14th March 2020

I appreciate I only have myself to blame for how it happened.

It was Sunday the 24th November 2019, Sh** Sunday, as it has come to be known.

I’d found the mass the previous Monday.  I’d had a niggly pain in my right side so decided to examine myself on my couch at work, as you do.  I’d had no reason to examine myself before then – I’d had no pain, no weight loss, I felt fine.  I got the shock of my life when I felt it.

It felt so odd, like an orange sized mass that was firm and shifted upwards under my fingers as I palpated my abdomen more deeply.  I had examined myself during a break between patients. I don’t really know what possessed me.  This was clearly not good. What the hell do I do?

I carried on my morning surgery.  What else was I meant to do? I got back on the couch after every subsequent patient, just to confirm my findings – I wasn’t imagining it was I?  I debriefed my registrar and then saw my colleague.  He’d known the saga from the start, been aware of every investigation and every outcome. He’d tried to reassure me initially, way back in December, nearly a year earlier, that common things are common – young, fit, no symptoms other than the anaemia– far more likely to be angiodysplasia than anything else.

“I’ve got a right sided mass”, I burst in to tears.

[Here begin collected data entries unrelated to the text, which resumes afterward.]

PR #64, opened 2020-11-19
Feat: Skips ddl stmt upon setting up the database

yue9944882:
our production environment doesn't allow the application executes DDL statement at application runtime, the CREATE/ALTER statements are required to be submitted/reviewed in other places. this pull allows developers to opt-out from the DDL commands

### DIFF
--- a/pkg/drivers/mysql/mysql.go
+++ b/pkg/drivers/mysql/mysql.go
@@ -40,7 +40,8 @@ var (
 		`CREATE INDEX kine_prev_revision_index ON kine (prev_revision)`,
 		`CREATE UNIQUE INDEX kine_name_prev_revision_uindex ON kine (name, prev_revision)`,
 	}
-	createDB = "CREATE DATABASE IF NOT EXISTS "
+	createDB         = "CREATE DATABASE IF NOT EXISTS "
+	checkSchemaExist = "SELECT 0 from kine"
 )
 
 func New(ctx context.Context, dataSourceName string, tlsInfo tls.Config, connPoolConfig generic.ConnectionPoolConfig) (server.Backend, error) {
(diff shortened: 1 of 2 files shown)


brandond:
This is an interesting request, I will have to talk it over with the team.

I would suggest that we only support this for postgres/mysql databases - so drop the change to the sqlite driver. I do not think it is reasonable to have someone externally manage the DDL for an embedded database engine.

yue9944882:
> Also, if we're not going to attempt to create the tables and indexes on startup, I think we need some fallback code to ensure their existence.

thanks, checking the table existence SGTM, plz let me know what's your team thought. will update as follow-up if that makes sense..

ibuildthecloud:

His face dropped.  He’d known I’d been worried about cancer from the outset.  “I hate to ask but can you feel it?”, needing the confirmation that I wasn’t imagining it.  “Of course”.  I got up on the couch.

“I don’t need to feel it, I can see it”.  I fast tracked my bloods at work, left early, my colleagues covering the back end of my afternoon surgery and I saw my own GP.  Another 2 week wait referral, appointment came through for 10 days later.

I went to work that week.  It was better than the alternative, sitting at home, worrying.  At least I could be distracted at work.

That Sunday morning, I woke at 4.30 am with quite severe right sided abdominal pain. I was worried about possible bowel obstruction and laid in bed thinking “out of hours, or A & E, out of hours or A & E…”

I do a weekly shift in our local Out of Hours centre and figured that if I was on the receiving end of the phone call, I would more than likely advise A & E.  So I showered, dressed and called a taxi.  I explained to my husband what I thought might be happening and set off for A & E.  Having three young children meant this was going to be a solo trip – certainly at that ungodly hour.

The dregs of the Saturday night crowd were still in the waiting room, but it was pretty quiet.

I processed through the system fairly quickly – triage, bloods, first given a chair in a bay before being assigned a cubicle.

The registrar was lovely.  She felt the mass. Decided on an ultrasound first to rule out ovary problems with a plan for CT after.

Needless to say the ultrasound was clear.  I knew it would be.  Then on to CT and transfer to the Clinical Decisions Unit. 

“There’s a bit of narrowing in the ascending colon and another polyp, so we’re going to ask the surgeons to see you”.   I guess it wasn’t her job to give me the diagnosis.

My husband arrived soon after, having dropped the children off at friends.

Off to Surgical Assessment and then we saw the surgical registrar. He took my history, examined me and then discussed the scan. The talk was that the lesion was suspicious. It could be cancer, couldn’t say for certain.  I’d need another scope and MDT.   No specifics. Non-committal.  I guess it’s how we are all trained to do it…give nothing more than a warning shot until you have the confirmation of histology.

I always knew they’d need tissue confirmation, but given the slightly vague nature of the discussion I had assumed that the CT scan might say something along the lines of “suspicious looking lesion but need biopsy/further assessment for confirmation”.  Perhaps hope over expectation.

Plans were made, I needed another scope, but the wait would be as long as an in-patient as an outpatient.  Given this was going to be my 4th lot of bowel prep in a year, I’d sooner have the prep at home thank you very much.

The registrar left and the foundation doctor came to sort my discharge out. I asked for a copy of the CT scan report– simply because I was seeing my friend the following day, a colorectal surgeon – and thought it would be easier for me to ask her questions knowing what the scan showed.

I asked if it would be possible to have a print out, or to take a screenshot of the report with my phone.  “Of course.”  He was so kind, and obliging, and took my phone.  

Would I have asked if I wasn’t a doctor? Probably not.  Would he have been more reluctant or hesitant had I not been a doctor? Probably.

I don’t know if he’d read the report before giving me back my phone with a smile, “Here you go”.

I didn’t bother looking at it straight away, but after a few minutes I read the report.  My stomach dropped. I felt sick.

“…5cm segment of ascending colon…significantly narrowed lumen…constricting mass lesion…bowel wall thickening/mass…2.3cm polypoidal lesion…”  “Comment: colonic mass, highly suspicious for malignancy.   Please refer urgently to the colorectal MDT.”

Well there it was.  There was no sugar coating it. Full on, in your face. No two ways about it.

And that is how I found out I had cancer. 

And then armed with this information, I broke the news to my husband.